We were all set to refuse diagnostic procedures. My mother either had colon cancer or severe diverticulitis, either of which had broken through the colon wall. She was in horrible pain. We met with palliative care and hospice and were steeped in the philosophy and approach of not pursuing aggressive treatment.
However, I found a colon surgeon who was interested in palliative care. She did a sigmoidoscopy but had me stand at my mother’s head and watch her face for pain. When pain registered, she stopped. This amazing surgeon got enough info to decide it was diverticulitis, not cancer… The procedure was safe, even on Coumadin, when done this carefully and my mother didn’t suffer.
Ten days later, after a course of Flagyl and an antibiotic, pain was gone. Easy as that. All the grandchildren had flown home for the holiday to see her, but she was not dying, not at all.
It has taken a few months for my mother to get out of bed more, walk better, and take more interest in things (despite dementia). She lost 17 pounds. But she is even doing puzzles again.
This has made me cautious about applying the hospice philosophy. We’ll know when it is the right time for it. If it had been colon cancer, that would have been a different story.

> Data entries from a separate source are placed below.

PR #5029, opened 2026-09-14
fix(mcp): surface grep failures instead of answering no matches

### LINKED ISSUE #4895: [Bug]: MCP grep reports every failure as "no matches"

xiaodu55:
## Description

The MCP `grep` tool's per-pattern fan-out swallowed every exception into an empty match list (`except Exception: return (p, [])`), so a missing URI, a permission denial, a malformed regex, and an unreachable backend all produced the same answer as a successful search that found nothing. The HTTP face of the same feature (`POST /api/v1/search/grep`) maps and re-raises instead — the two faces disagreed about whether a failure is a result.

This PR removes the swallow and routes per-pattern errors through the same `map_exception` owner the HTTP router uses.

## Human Involvement

## Related Issue

Fixes #4895

## Type of Change

- [x] Test update

## Changes Made

- `_grep_one` in `openviking/server/mcp_endpoint.py` no longer swallows exceptions; failures are mapped via `map_exception(exc, resource=resolved_uri, resource_type="file")` — the same rule owner as `routers/search.py`.
- If **every** pattern fails (e.g. missing URI / permission denial / bad regex), the tool raises the mapped error so the call fails visibly instead of answering "No matches found".
- If only **some** patterns fail, matches are returned plus an explicit error section listing the failed patterns, so a partial search is never mistaken for a complete one.
- Added 4 regression tests covering: missing URI raises `NotFoundError`, invalid regex fails the call, failed patterns are not reported as "No matches found", and partial failure keeps matches.

## Testing

  - [x] Windows

  `tests/server/test_mcp_endpoint.py` + `tests/server/test_mcp_search_bounds.py`: 166 passed. The single failure (`test_write_append_missing_file_fails`) is pre-existing and reproduces on clean `main` in the same environment; it is unrelated to this change.

## Checklist


xiaodu55:
Superseded by #4896, which landed the same fix on `main` (af2882a7) and led to #4895 being closed as completed. Closing this PR to keep the queue focused — thanks @alanhuangyoo for the clean implementation.

One note for whoever picks up the `isError` work in #5076/#5078: #4896 reports grep's whole-call failures as ordinary text results (`"grep failed for every pattern: ..."`), so on the wire they keep `isError: false` — the same shape #5076 describes for `list_watches`/`add_resource`. This PR mapped the failure through `map_exception` and raised instead, which FastMCP turns into a tool error result. When the `isError` sweep happens, grep's failure path deserves a look so the exclusion recorded in #5076 doesn't leave it behind.

PR #548, opened 2021-06-30
test(conftest): make `@pytest.mark.bashcomp(cwd=path)` relative from `test/fixtures`

akinomyoga:
In commit 2ed0e858a, I have added `@pytest.mark.bashcomp(cwd=path)` along with `@pytest.mark.bashcomp(temp_cwd=True)`, but this has never been used. Now I'd like to use `@pytest.mark.bashcomp(cwd=path)` in `test_make.py` in the updated #546 to specify the directory that contains a static `Makefile` for testing #544. I noticed that it is unuseful that `cwd` is the relative path to the current working directory of pytest so would like to change to interpret it as the relative path to the `test/fixtures`.


akinomyoga:
This is blocking #546, so I'd like to have this PR reviewed first.

akinomyoga:
I have updated the commit message. @scop Could you check this PR? I need to have this PR finished before finalizing #546.

PR #555, opened 2021-07-05
test(conftest): check error messages in `assert_complete()`

akinomyoga:
- 2548107a I'd like to let `assert_complete()` check that no error messages are output while the completion. This would be used in the next PR for the fix of the `scp` completion.
- 1c354b3a It detected an error message in `test_2` (`test_convert.py`) that has been missed before.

More recently she fell and had a huge hematoma on her brown (and whole face turned purple due to blood thinners). The hematoma stuck out at least two inches and the skin was taut and shiny. It hurt a lot. I had to almost argue with hospice about getting this reduced (and primary MD said it couldn’t be done on Coumadin). I figured if it was dangerous a surgeon would say no. Well, found a 5 star surgeon who made a small slit, squeezed the congealed blood out and asked me to pack and dress it for a couple of weeks. Back to normal. The skin could have died and ulcerated if we had not done this.
I did win the discussion with hospice that this was related to comfort and dignity (and relieved the suffering of seeing the hematoma anew each time she looked in the mirror, reliving horror, due to dementia). So it was covered (Hospice even said I might lose her coverage and have to pay.)
I don’t want to have to make these decisions without support and will keep trying until I find the hospice or pre-hospice that works with me instead of against me.
I anticipate more decisions and am afraid of making the decision not to treat prematurely. At what point does dementia justify not treating pneumonia? I really don’t know yet. We want to avoid artificial ventilation but a hospital stay could lead to that. Best scenario would be to try to treat, then bring her home to AL and avoid ventilator. But sometimes you don’t have that chance.
These are all tough situations and in our family, though I am first proxy, I also try to get consensus with two brothers which further complicates things.